Digital Signal Processing
Digital Signal Processing
This post is about storing sound waves in a digital way.
To convert an analogue sound wave into a digital one is must pass through a digital signal processing system, this puts the sound through a filter to remove unwanted frequencies and then it is converted from analogue to digital. You can then process the signal as you wish using certain operations such as filters etc. To then listen to the sound it must be passed through a converter changing it back to analogue then another filter which brings it back to an analogue sound for the human ear.
There are some advantages and some down sides to converting an analogue signal to a digital one.
This link will take you to a page giving you a list of all the pros and cons http://www.planetoftunes.com/digiaudio/pros_cons.html
I will first explain one of the downsides to the conversion which is the sample rate.
This means that the signal will lose detail unless you increase the sample rate but the more you increase the sample rate the larger the size of the digital file.
Yet one advantage to digital signals is they are extremely easy to alter. As the signal basically becomes a line of code meaning you can change almost everything about the file with a program such as the pitch. This would be a lot harder to do on an analogue signal.
Thursday, 4 October 2012
Getting familiar with waves
Wavelength is dependant on the velocity and frequency of the
sound. You can figure out a wave length by dividing the velocity by the
frequency. At the normal speed of sound
through air and at a frequency of 1KHz the wave length will be 0.333m roughly
the length of a standard ruler. But if you increase the frequency the wave
length will get shorter, so doubling the frequency to 2KHz means the wave
length drops to 0.1665m about half the size from before, and if you half the
frequency to 500Hz the wave length will double up to 0.666m. The relation
between frequency and wavelength is linear in air.

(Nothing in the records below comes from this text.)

PR #90, opened 2026-09-15
Keep a research chat's thinking out of its transcript, and move into it on create

buldezir:
Three things a research chat was getting wrong.

## The model's thinking was rendered as an answer

An assistant row that carries tool calls is machinery, but `chat.Visible` only
tested the role and whether the content was empty. So the narration a model
writes on its way to a search — "Let me search the archive for that." — came
back from the server as an answer bubble, contradicted moments later by the
real answer.

`Visible` now takes whether the row made calls, with a `VisibleRecord` helper
for the four callers holding a `*core.Record`. Fixing it at the shared
predicate rather than in the transcript fold clears two siblings of the same
bug:

- `message_count` counted narration as a message, so the rail's count drifted
  from what the chat shows.
- `Unfinished()` read a run that died *between* a narrated tool call and its
  result as finished, hiding the **Continue** button that exists to pick that
  work back up. (A run that died before the model said anything was already
  handled — the empty-content case.)

The narration folds into the research-steps trail instead, which is what the
comments around this code already claimed happened.

## A new research chat now moves into its URL on create

The page moved to `/rag/research/{id}` only once the answer arrived, but the
session exists from the first frame of the stream. A reload during a long run
therefore landed on the empty page the question was typed on, with the run
still going and nowhere to watch it. It now adopts and navigates on the
`session` frame, the same way a fork already did, with `created: true` so Back
skips the orphaned empty page.

Search deliberately stays put: a search turn that fails discards the session it
opened, and the URL would be left pointing at a chat that no longer exists.

One visible side effect: a research chat takes its rail row as soon as the run
starts rather than when it finishes.

## `AI_MODEL_CATALOG_URL` is documented as it behaves

`getEnv` reads empty as unset, so `AI_MODEL_CATALOG_URL=` falls back to pi.dev
rather than turning the lookup off. `.env.example`, `docs/ai_providers.md` and
both `aienv.go` comments said the opposite. The off switch is the per-provider
**None** catalogue in Settings.

The `Catalog` disabled path for a blank base URL is real but unreachable from
the environment. Docs now say so; making the old wording true instead would be
a two-line `os.LookupEnv` change, if that is preferred.

## Verification

`./scripts/test-all.sh` passes against lemmary/lemmary-dev#31, which must merge
alongside this. Both branches are named `worktree-research-improvements`, so
the PR job picks up the matching suite rather than falling back to `main`.


buldezir:
Both findings check out. Fixed in 3e833d8d, with the coverage in lemmary/lemmary-dev#31.

**1 — the failure path.** Confirmed, and worse than stated in one way: `submit`'s catch also leaves `unfinished` false, and the *notice it would have shown is inert anyway* — `continueTurn()` calls `chat.submit()`, which returns early on an empty composer, and a reloaded chat always has one. So Continue has never worked from a reload; adopting on create just made that the common path.

A run that claimed a conversation mid-flight has its question and its tool work on disk, so a failure there is an unfinished turn, not a lost send: the bubble stays, the composer stays empty, `unfinished` is set, and the way on is Continue — the same state a reload of that chat already produced. `submit({ resume: true })` waives the text it does not send (the server ignores `content` when `resume` is set).

Worth noting the same adopt-then-fail path predates this PR on forks, and is fixed with it. Search never adopts — no fork send of its own, and it discards the session a failed turn opened, which is why it deliberately still stays put.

Frequency is used in many different ways when working with
sound, for example there is a concert pitch which is a generic frequency used
to tune concert instruments. The tuning instrument will play an A note at a
frequency of 440Hz, this is the standard frequency but it can also be tuned to
442 or 443 depending on the what was chosen for the piece, a sound at this
frequency though will have a wave length of 0.757m.
Acoustic waves traveling through a solid object find it
easier at a lower frequency than I higher frequency, this is because at a
higher frequency the wavelength is smaller and the material it is passing
through is likely to have within its structure parts roughly the same size as
the wave length which means the wave is more likely to reflect inside the
object and travel less far. The lower the frequency though the larger the
wavelength which isn’t hindered by the material it is passing through and is
carried further along the material ending in a better sound.
A standing wave is a wave that doesn’t move in a direction
yet the wave still pulses up and down. This can occur when two waves of the
same frequency and intensity going opposite directions meet. This can also
happen when a wave is confined within boundaries, an example can be the string
on a violin or a guitar, the string is held in place but can still move up and
down to create the sound. Because there is no velocity the wave is standing.
Constructive interference is an even that occurs when two
waves of the same frequency are travelling in the same direction. If you add
the two waves together you get a wave that is the same as the two waves before
but with a larger amplitude.
Destructive interference is when two waves of the same
frequency are travelling in the same direction but the waves are identical in
placement. The waves join together with an up wave meeting a down wave and they
cancel each other out, the two waves becoming nothing.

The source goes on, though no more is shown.